PR #586, opened 2019-07-04
Fix init bug in nebula store

### LINKED ISSUE #585: Two different storage engine may contain same part when NebulaStore init.
there is a problem that we config two data path like a and b, then there are two engines engine_a and engine_b, and engine_a has two parts 1 and 2, engine_b has 3. when call addPart with partId 1, then minIndex is engine_b, and the result cause that part 1 in two engine

dangleptr:
Fix #585   #562 

Close #585


dangleptr:
Jenkins go

wadeliuyi:
LGTM

PR #588, opened 2019-07-05
To be able to build under GCC 9.1

dutor:
As title.


dutor:
Due to the build time exceeded 30min.

Jenkins, go!

PR #595, opened 2019-07-08
Fixed a bug where the storage service might crash (#583)

monadbobo:
summary:

  When the storage service deamon is started, the nebula::meta::MetaClient
  will use the MetaServerBasedPartManager object(MetaClient::registerListener),
  but the MetaServerBasedPartManager object will be released before
  nebula::meta::MetaClient(through KVStore object).

  Added the MetaClient::unRegisterListener method to stop the background thread
  and reset the listener_ object, And the unRegisterListener is called
  when the MetaServerBasedPartManager object was released.


critical27:
I am a little confused. Since PartManager `has a` MetaClient, MetaClient `has a` listener, and PartManager object will be released before MetaClient, why don't we just set the MetaClient in PartManager to nullptr?

monadbobo:
> I am a little confused. Since PartManager `has a` MetaClient, MetaClient `has a` listener, and PartManager object will be released before MetaClient, why don't we just set the MetaClient in PartManager to nullptr?
> The resource in MetaClient will be released in ~MetaClient. I think it's ok.

That's because two threads will be started in metaclient, and MetaServerBasedPartManager will be used in these two threads.

src/meta/client/MetaClient.h
```diff
@@ -68,10 +68,18 @@ class MetaClient {
...
 
+    void deInit();
+
     void registerListener(MetaChangedListener* listener) {
+        CHECK(listener_ == nullptr);
         listener_ = listener;
     }
 
+    void unRegisterListener() {
+        deInit();
```
critical27: I understood now. Maybe you should not call deInit here? Because other's still use the bgThread in MetaClient, e.g. SchemaManager?

monadbobo: Here we need to stop the background thread first, otherwise it will have race conditions in listener_.

dangleptr: We'd better protect listener_ in MetaClient instead of stop bgThread directly.   Because we don't want meta client is controlled by kvstore.

monadbobo: According to my understanding.
1 metaclient itself is dependent on the listener_ object.
2 If listener_ is released, both two threads of metaclient will not work, then there is no need for metaclient at this time.

dangleptr: Not exactly.  Listener_ is not necessary for meta client.

src/meta/client/MetaClient.h
```diff
@@ -69,9 +69,16 @@ class MetaClient {
     void init();
 
     void registerListener(MetaChangedListener* listener) {
+        CHECK(listener_ == nullptr);
```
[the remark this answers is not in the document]
monadbobo: > Totally, the pr lgtm. Does the crash problem fixed after unRegisterListener?

Yes, this PR will fix the crash.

WHAT TO DO — Copy each line from the entries above that has the word "then" in it.

OUTPUT FOR THIS EXERCISE —
there is a problem that we config two data path like a and b, then there are two engines engine_a and engine_b, and engine_a has two parts 1 and 2, engine_b has 3. when call addPart with partId 1, then minIndex is engine_b, and the result cause that part 1 in two engine
2 If listener_ is released, both two threads of metaclient will not work, then there is no need for metaclient at this time.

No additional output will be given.